Worthington (WOR) Form 4 shows 6,549-share disposition by Controller
Rhea-AI Filing Summary
Kevin J. Chan, an officer (Controller) and director of Worthington Enterprises, Inc. (WOR), filed a Form 4 reporting transactions dated 08/08/2025. The filing shows a disposition of 6,549 common shares and reports 2,944.07 common shares held indirectly through a 401(k) plan. The Form also records activity in the companys deferred compensation "phantom stock" arrangement, with entries shown as 3.73 and 136.89 in the derivative table and a reference price of $63.21 as reported in the filing.
The explanatory notes state the 401(k) figures derive from a plan statement dated August 8, 2025 and clarify that the phantom stock tracks WOR common shares one-for-one under the Worthington Enterprises, Inc. Amended and Restated 2005 Deferred Compensation Plan; dividend reinvestment credited additional theoretical shares on June 30, 2025. The Form is signed by an attorney-in-fact on behalf of Mr. Chan on 08/11/2025.
Positive
- Indirect ownership retained: The reporting person continues to hold 2,944.07 shares indirectly via a 401(k) plan.
- Deferred compensation exposure: Phantom-stock holdings that track WOR common shares remain credited under the companys deferred compensation plan, including dividend reinvestment credited on 06/30/2025.
Negative
- Officer disposition: The Form reports a disposition of 6,549 common shares on 08/08/2025.
- Sale price not disclosed in Table I: The common-share disposition entry in Table I does not show a reported price for the transaction.
Insights
TL;DR: Officer sale reported; routine disclosure with limited standalone market impact absent percentage context.

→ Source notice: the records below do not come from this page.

PR #181, opened 2021-02-25
add content-filtered-topic interfaces

iuhilnehc-ynos:
Related to https://github.com/ros2/design/pull/282 to add content-filtered-topic interfaces.

### DIFF
--- a/test_rmw_implementation/test/test_subscription.cpp
+++ b/test_rmw_implementation/test/test_subscription.cpp
@@ -1254,11 +1254,10 @@ TEST_F(CLASSNAME(TestContentFilterSubscriptionUse, RMW_IMPLEMENTATION), get_cont
   if (sub->is_cft_enabled) {
     EXPECT_EQ(RMW_RET_OK, ret);
     EXPECT_STREQ(options.filter_expression, filter_expression);
-    ASSERT_NE(nullptr, options.expression_parameters);
-    ASSERT_EQ(expression_parameters_count, options.expression_parameters->size);
-    for (size_t i = 0; i < options.expression_parameters->size; ++i) {
+    ASSERT_EQ(expression_parameters_count, options.expression_parameters.size);
+    for (size_t i = 0; i < options.expression_parameters.size; ++i) {
       EXPECT_STREQ(
-        options.expression_parameters->data[i],
+        options.expression_parameters.data[i],
         expression_parameters[i]);
     }
     EXPECT_EQ(
--- a/test_rmw_implementation/test/test_subscription.cpp
+++ b/test_rmw_implementation/test/test_subscription.cpp
@@ -22,6 +22,7 @@
 
 #include "rmw/rmw.h"
 #include "rmw/error_handling.h"
+#include "rmw/subscription_content_filter_options.h"
 
 #include "test_msgs/msg/basic_types.h"
 #include "test_msgs/msg/strings.h"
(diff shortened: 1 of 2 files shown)


fujitatomoya (commented):
LGTM with test.

i think it would be nice to add test for both interfaces, along with `rmw_take`.

at this moment, no implementation supports those interfaces. but once [rmw_connextdds](https://github.com/rticommunity/rmw_connextdds) is merged, we can enable and adjust the test.

iuhilnehc-ynos:
> LGTM with test.
> 
> i think it would be nice to add test for both interfaces, along with `rmw_take`.
> 
> at this moment, no implementation supports those interfaces. but once [rmw_connextdds](https://github.com/rticommunity/rmw_connextdds) is merged, we can enable and adjust the test.

OK, I'll add this kind of test into `rcl` by using a flag, such as `is_connextdds` or `is_vendor_support_cft`.

iuhilnehc-ynos:
@fujitatomoya 

I have added some test cases in `rcl`, if you're free, you could review https://github.com/ros2/rcl/pull/894/commits/be5a640aee067ba6fec2b83c2fad781d38eef94e

fujitatomoya:
@audrow @mjcarroll 
CC: @ivanpauno @wjwwood 

Could you review this PR. (asking cz i see your names as maintainer.)

ivanpauno:
> Could you review this PR. (asking cz i see your names as maintainer.)

I'm planning to continue reviewing the PRs after I get concensus with the team about the plan mentioned in https://github.com/ros2/rmw/pull/302#issuecomment-1055642455.
I have already added the topic for discussion in a meeting next Tuesday.

test_rmw_implementation/test/test_subscription.cpp
```diff
@@ -870,6 +871,143 @@ TEST_F(
...
+  OSRF_TESTING_TOOLS_CPP_SCOPE_EXIT(
+  {
+    EXPECT_EQ(
+      RMW_RET_OK,
+      rmw_subscription_content_filter_options_fini(&options, &allocator));
+  });
+
+  ret = rmw_subscription_set_content_filter(sub, &options);
+  if (ret != RMW_RET_UNSUPPORTED) {
+    ASSERT_EQ(RMW_RET_OK, ret);
```
asorbini, line 972: The test should sleep for a short amount (e.g. 500ms) to allow for the changed filter to propagate from the reader to the writer, otherwise there is a chance for the next published samples to be filtered by the old filter.

test_rmw_implementation/test/test_subscription.cpp
```diff
@@ -1041,3 +1179,540 @@ bool operator==(const rmw_message_info_t & m1, const rmw_message_info_t & m2)
...
+    OSRF_TESTING_TOOLS_CPP_SCOPE_EXIT(
+    {
+      EXPECT_EQ(
+        RMW_RET_OK,
+        rmw_subscription_content_filter_options_fini(&options, &allocator));
+    });
+
+    EXPECT_EQ(
+      RMW_RET_OK,
+      rmw_subscription_set_content_filter(sub, &options));
```
asorbini, line 1392: Make sure to wait to allow for filter propagation.

test_rmw_implementation/test/test_subscription.cpp
```diff
@@ -1041,3 +1179,540 @@ bool operator==(const rmw_message_info_t & m1, const rmw_message_info_t & m2)
...
```
asorbini, line 1535: Make sure to wait to allow for filter propagation.

test_rmw_implementation/test/test_subscription.cpp
```diff
@@ -1041,3 +1179,540 @@ bool operator==(const rmw_message_info_t & m1, const rmw_message_info_t & m2)
...
```
asorbini, line 1679: Make sure to wait to allow for filter propagation.

asorbini (commented):
Test failures with `rmw_connextdds` should be resolved after adding a short sleep when changing the content filter.

test_rmw_implementation/test/test_subscription.cpp
iuhilnehc-ynos: I can add awaiting in the test, but I don't know if this API should be implemented as synchronous?
(NOTE: to wait in the test always causes a flaky error.)

test_rmw_implementation/test/test_subscription.cpp
iuhilnehc-ynos: I can add awaiting in the test, but I don't know if this API should be implemented as synchronous?
(NOTE: to wait in the test always causes a flaky error.)

iuhilnehc-ynos: It seems there is still a limitation in this API, maybe `connextDDS` could have to add the reader filter side.
I think users don't want to get old filter data after calling `rmw_subscription_set_content_filter` for a subscription.

fujitatomoya: I think that this is really important for user application.

this is said that a Writer side filter may be using outdated expression parameters.
if this is negative case, that should be okay because filter signature does not match by Reader side, the Reader will ignore the filter results and instead apply its local filter?
but if it is positive case, what would happen? since the message is already dropped by writer side with outdated filter expression?

iuhilnehc-ynos: > if this is negative case, that should be okay because filter signature does not match by Reader side, the Reader will ignore the filter results and instead apply its local filter?

Yes, I think so.

> if it is positive case, what would happen? since the message is already dropped by writer side with outdated filter expression?

IMO, users can accept that the message is dropped by writer side in this case.

fujitatomoya: > IMO, users can accept that the message is dropped by writer side in this case.

I just wondering that if i am developing application with CFT, i want to know when exactly the filtering expression and parameters are in effect even on DataWriter. instead, we have no idea outdated filtering still in effect... 

@asorbini @MiguelCompany any thoughts?

fujitatomoya (approved):

fujitatomoya:
CI is green, i will merge this into mainline.

- https://github.com/ros2/rmw/pull/302#issuecomment-1072005358
- https://github.com/ros2/rmw/pull/302#issuecomment-1072572088

PR #190, opened 2021-04-30
Remove unused headers

christophebedard:
https://github.com/ros2/rcutils/pull/340 deprecates `rcutils/get_env.h`. This PR doesn't need to wait until the `rcutils` PR is merged, though.

I simply removed the `#include` since nothing from that header was actually used.

### DIFF
--- a/rmw_implementation/test/test_functions.cpp
+++ b/rmw_implementation/test/test_functions.cpp
@@ -17,7 +17,6 @@
 #include <memory>
 
 #include "rcutils/env.h"
-#include "rcutils/get_env.h"
 #include "rcutils/testing/fault_injection.h"
 
 #include "rmw/error_handling.h"
--- a/rmw_implementation/src/functions.cpp
+++ b/rmw_implementation/src/functions.cpp
@@ -22,7 +22,6 @@
 
 #include "rcutils/allocator.h"
 #include "rcutils/format_string.h"
-#include "rcutils/get_env.h"
 #include "rcutils/types/string_array.h"
 
 #include "rcpputils/get_env.hpp"


rmw_implementation/test/test_functions.cpp
```diff
@@ -17,7 +17,6 @@
 #include <memory>
 
 #include "rcutils/env.h"
-#include "rcutils/get_env.h"
```
clalancette, line 20: Unfortunately, we can't do this here because `rcutils_get_env` is used below (at least, we can't do this prior to https://github.com/ros2/rcutils/pull/340 being merged).  So either this has to remain part of the larger series to move `rcutils_get_env` into env.h, or we have to switch the test code to use `rcpputils::get_env`.  Either is fine with me.

christophebedard: `rcutils/env.h` includes `rcutils/get_env.h`, though: https://github.com/ros2/rcutils/blob/ca42bc9f588e11ad40f5879dcb9a364b435d2cba/include/rcutils/env.h#L31

fujitatomoya (approved):

rmw_implementation/test/test_functions.cpp
clalancette: > `rcutils/env.h` includes `rcutils/get_env.h`, though: https://github.com/ros2/rcutils/blob/ca42bc9f588e11ad40f5879dcb9a364b435d2cba/include/rcutils/env.h#L31

Ah!  I totally missed that.  Thanks for the heads up.  I'll approve and run CI on this, then.

clalancette (approved):

clalancette:
CI:
* Linux [Build Status](http://ci.ros2.org/job/ci_linux/14541/)
* Linux-aarch64 [Build Status](http://ci.ros2.org/job/ci_linux-aarch64/9297/)
* macOS [Build Status](http://ci.ros2.org/job/ci_osx/12206/)
* Windows [Build Status](http://ci.ros2.org/job/ci_windows/14647/)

The Form 4 documents a disposition of 6,549 common shares by Kevin J. Chan on 08/08/2025 and shows 2,944.07 shares held indirectly via a 401(k) plan. Without information on Mr. Chans prior total holdings or the sale price in Table I, it is not possible to assess the size of the sale relative to his stake or to quantify dilution or signaling effects. The filing also records activity in a deferred compensation phantom-stock option that mirrors common shares and reflects dividend reinvestment credits on 06/30/2025, which preserves indirect economic exposure rather than an outright cash exit.
TL;DR: Filing appears compliant and documents holdings in employer-sponsored plans and phantom-stock arrangements.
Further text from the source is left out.